In a 2013 law journal article, Barrett singled out the type of precedents that could potentially be overturned, drawing a distinction between Supreme Court decisions that serve as simple precedent and so-called “super-precedents” — cases that “no justice would overrule.”

Among super precedents, she cited Brown v. Board of Education, the landmark 1954 Supreme Court ruling that ended racial segregation in public schools, but not Roe v. Wade, the 1973 decision that legalized abortion. In 2017, she declined to say whether the 2015 Supreme Court ruling legalizing gay marriage qualified as a “super-precedent.”

That worries LGBTQ rights advocates.

“She is on record as saying that marriage should be between a man and a woman which indicates to us that she is hostile to the Obergefell ruling and could potentially seek to undermine or overturn it,” said Kevin Jennings, president of Lambda Legal, the largest LBGTQ rights legal advocacy organization in the country.

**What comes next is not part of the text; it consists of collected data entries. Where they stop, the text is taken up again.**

PR #658, opened 2025-02-05
[WIP][Fix] duplicated node issue on Cagra NN-descent

rhdong:
- Try to fix issue: https://github.com/rapidsai/cuvs/issues/626

### DIFF
--- a/cpp/src/neighbors/detail/nn_descent.cuh
+++ b/cpp/src/neighbors/detail/nn_descent.cuh
@@ -972,7 +972,13 @@ int insert_to_ordered_list(InternalID_t<Index_t>* list,
   int idx_insert      = width;
   bool position_found = false;
   for (int i = 0; i < width; i++) {
-    if (list[i].id() == neighb_id.id()) { return width; }
+    if (list[i].id() == neighb_id.id()) {
+      if (dist_list[i] == std::numeric_limits<DistData_t>::max() && dist != dist_list[i]) {
+        idx_insert   = i;
+        dist_list[i] = dist;
+      }
+      return idx_insert;
+    }
     if (!position_found && dist_list[i] > dist) {
       idx_insert     = i;
       position_found = true;
@@ -1044,6 +1050,7 @@ void GnndGraph<Index_t>::sample_graph_new(InternalID_t<Index_t>* new_neighbors, 
 template <typename Index_t>
 void GnndGraph<Index_t>::init_random_graph()
 {
+  const bool small_dataset = (nrow <= 4 * segment_size);
   for (size_t seg_idx = 0; seg_idx < static_cast<size_t>(num_segments); seg_idx++) {
     // random sequence (range: 0~nrow)
     // segment_x stores neighbors which id % num_segments == x
@@ -1057,14 +1064,17 @@ void GnndGraph<Index_t>::init_random_graph()
       size_t base_idx      = i * node_degree + seg_idx * segment_size;
       auto h_neighbor_list = h_graph + base_idx;
       auto h_dist_list     = h_dists.data_handle() + base_idx;
+      size_t idx           = base_idx;
       for (size_t j = 0; j < static_cast<size_t>(segment_size); j++) {
-        size_t idx = base_idx + j;
         Index_t id = rand_seq[idx % rand_seq.size()] * num_segments + seg_idx;
         if ((size_t)id == i) {
-          id = rand_seq[(idx + segment_size) % rand_seq.size()] * num_segments + seg_idx;
+          idx = small_dataset ? (idx + 1) : (idx + segment_size);
+          id  = rand_seq[idx % rand_seq.size()] * num_segments + seg_idx;
         }
+
         h_neighbor_list[j].id_with_flag() = id;
         h_dist_list[j]                    = std::numeric_limits<DistData_t>::max();
+        idx++;
       }
     }
   }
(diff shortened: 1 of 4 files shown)


cpp/src/neighbors/detail/nn_descent.cuh
```diff
@@ -1057,14 +1064,17 @@ void GnndGraph<Index_t>::init_random_graph()
       size_t base_idx      = i * node_degree + seg_idx * segment_size;
       auto h_neighbor_list = h_graph + base_idx;
       auto h_dist_list     = h_dists.data_handle() + base_idx;
+      size_t idx           = base_idx;
       for (size_t j = 0; j < static_cast<size_t>(segment_size); j++) {
-        size_t idx = base_idx + j;
         Index_t id = rand_seq[idx % rand_seq.size()] * num_segments + seg_idx;
         if ((size_t)id == i) {
-          id = rand_seq[(idx + segment_size) % rand_seq.size()] * num_segments + seg_idx;
+          idx = small_dataset ? (idx + 1) : (idx + segment_size);
```
rhdong, line 1071: Hi @cjnolet, @achirkin , @anaruse @tfeher , the second issue I'm trying to resolve here, particularly in a small dataset where the dataset size is less than 32 (the segment size), is minimizing the likelihood of self-nodes in the initial graph.

cpp/tests/neighbors/ann_cagra.cuh
```diff
@@ -944,8 +944,26 @@ inline std::vector<AnnCagraInputs> generate_inputs()
     {true},
     {0.995});
 
+  // Corner case for small dataset
+  auto inputs = raft::util::itertools::product<AnnCagraInputs>(
+    {2},
+    {3, 31, 32, 64, 101},
```
rhdong, line 950: After these changes, the cases can't passed thoroughly: on the size=64, the log is below(but better than original imp):
```
Couldn't find the output_graph_degree (61m vs pk 54) smallest detourable count nodes for node 48 in the rank-based node reranking process

Couldn't find the output_graph_degree (61m vs pk 57) smallest detourable count nodes for node 37 in the rank-based node reranking process

Couldn't find the output_graph_degree (61m vs pk 59) smallest detourable count nodes for node 4 in the rank-based node reranking process

Couldn't find the output_graph_degree (61m vs pk 58) smallest detourable count nodes for node 5 in the rank-based node reranking process

Couldn't find the output_graph_degree (61m vs pk 60) smallest detourable count nodes for node 20 in the rank-based node reranking process

Couldn't find the output_graph_degree (61m vs pk 59) smallest detourable count nodes for node 61 in the rank-based node reranking process

Couldn't find the output_graph_degree (61m vs pk 58) smallest detourable count nodes for node 39 in the rank-based node reranking process

Couldn't find the output_graph_degree (61m vs pk 59) smallest detourable count nodes for node 31 in the rank-based node reranking process
```

enp1s0:
CC: @RayWang96

cpp/src/neighbors/detail/nn_descent.cuh
tfeher: In the previous indexing, `id` was dependent on the loop variable `j`, this is not the case anymore. Therefore I do not think this is correct.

He was referring to the 2015 Obergefell v Hodges court ruling recognizing same-sex marriage as a constitutional right.

Hessick said Barrett’s stance on precedent is “a little bit more aggressive” than other jurists.

“She's written multiple articles saying that there are good reasons to allow litigants to challenge precedent and for courts to reconsider precedent, that It's important to get it right,” Hessick said.

On the other hand, just because a decision is not considered a super-precedent, it doesn’t necessarily mean it will be overturned, Hessick added. “It just means that there's less restriction on overturning it, that judges should be more willing to re-examine it.”
However, while Roe v. Wade is unlikely to be overturned anytime soon despite a fervent campaign by religious groups, Obergefell may be more at risk.
“It's a very important decision, but it's a recent decision,” Hessick said. “And I think that that probably opens the door for some people to think that it's more amenable to a challenge than some of the precedents that have been around for a really long time.”
Another major issue whose outcome Barrett could influence is the Affordable Care Act. On November 10 — a week after the presidential election — the court is set to hear oral arguments in the latest case challenging the program.

As a professor at Notre Dame in 2012, Barrett signed a protest statement denouncing Obamacare, saying a religious exemption from the law’s contraceptive coverage mandate “changes nothing of moral substance and fails to remove the assault on religious liberty.”

Later, Barrett criticized a high court decision upholding the law, taking Chief Justice John Roberts to task for construing as a tax Obamacare’s penalty on individuals lacking health insurance coverage.

Ultimately, court watchers say there is no way to know with certainty how she’ll vote on hot-button issues. Justices evolve over time and sometimes break ranks with their ideological cohorts.

Going back to the 1950s, a number of Republican justices have gone on to embrace liberal positions much to the chagrin of many on the right.

“I don't know if anyone could have predicted the way Chief Justice Roberts has been voting or the way Justice [Anthony] Kennedy voted in his later years or go back to Chief Justice [Earl] Warren, who Eisenhower apparently said was his worst decision as president,” said Saikrishna Prakash, a University of Virginia law professor who endorsed Barrett three years ago.

During her three years on the federal bench, Barrett, according to her defenders, has demonstrated her independence as a jurist. While she has ruled in favor of the Trump administration in two immigration cases and backed restrictions on abortion in two other cases, Barrett has also rejected a police officer’s claim of immunity and a Republican Party challenge to the Illinois governor’s coronavirus pandemic economic and social limits.